|
Contributed by Prabu S
|
|
Sorang Insinyur dati ITS
mendesain sebuah rumah yang diklaim sebagai rumah anti banjir. Gubernur DKI
Jakarta yang sudah bosan dengan banjir kiriman dari Bogor segera memanggil Insinyur tersebut
untuk mem-presentasikan desainnya tersebut.
Ternyata rumah anti banjir tersebut didisain dengan konstruksi apung.

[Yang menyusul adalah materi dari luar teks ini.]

PR #1493, opened 2023-07-07
[chore] integration/conftest: use load dataframes from CSVs

jevonyeoh:
## Description
Use CSVs for loading data. It's faster to load a dataframe from a CSV, compared to generating them on the fly. I also personally found it easier to debug/trace through some logic when just looking at a raw CSV.

## Type of Change

## Checklist


gee-senbong (approved):
LGTM

jevonyeoh:
@gee-senbong - fyi, i updated a few more dataframes -> csvs.

gee-senbong:
> @gee-senbong - fyi, i updated a few more dataframes -> csvs.

Could we reduce the csv file?

gee-senbong (commented):
Would prefer to reduce the csv file to reduce the file size.

jevonyeoh:
oops forgot about this PR. hm i think all the rows in the CSV are used as part of the tests so i'm not sure if i can cut down the file size. just to understand, is the concern around the file size the readability of the file? or are there are concerns?

gee-senbong:
> oops forgot about this PR. hm i think all the rows in the CSV are used as part of the tests so i'm not sure if i can cut down the file size. just to understand, is the concern around the file size the readability of the file? or are there are concerns?

Usually it is not a good practice to commit huge fixture files to the repo. Curious how much improvement based on using generated fixtures (usually the pandas dataframe construction here should be pretty fast).

gee-senbong:
If the fixture file is huge, everything we update the fixture generation logic will cause this to be committed to git history. This will make the current repository size growing bigger & bigger. Would be good to consider the tradeoff here.

@YS-L What do you think?

jevonyeoh:
for construction vs. reading, it's about 15x faster, but they're pretty small times so not super significant (eg. 0.27s, vs 0.015s)

the few benefits i had in mind was:
- easier to read a CSV, compared to reading through the logic used to generate a dataframe. though, after thinking about it, if the file is that big, it's not that useful anyway.
- can probably clean up some of the test code to not hold these dataframes as session scoped, since we should just be able to read them once, and just load them into the warehouse.

with that in mind, i too am not too huge a fan of having large CSVs in the repo. i'll just leave it as is for now.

Sehingga
menurutnya setinggi apapun banjir penghuni dan isi rumah tetap selamat, karena
rumah akan mengikuti ketinggian permukaan air.
Pak Gubernur segera berkoordinasi dengan Wilayah Propinsi Jabar dan Banten dan
menginstruksikan agar dibuatkan Perda tentang ketentuan mengenai rumah anti
banjir. Akhirnya seluruh rumah di bantaran sungai dibangun dengan disain anti
banjir.
Suatu ketika datang musibah banjir besar. Pemukiman yang berada di bantaran
sungai berhasil selamat. Tidak ada korban jiwa dilaporkan. Tetapi akhirnya
gubernur kebingungan soalnya seluruh rumah warga Bogor, Depok, dan Banten terbawa hanyut ke Jakarta.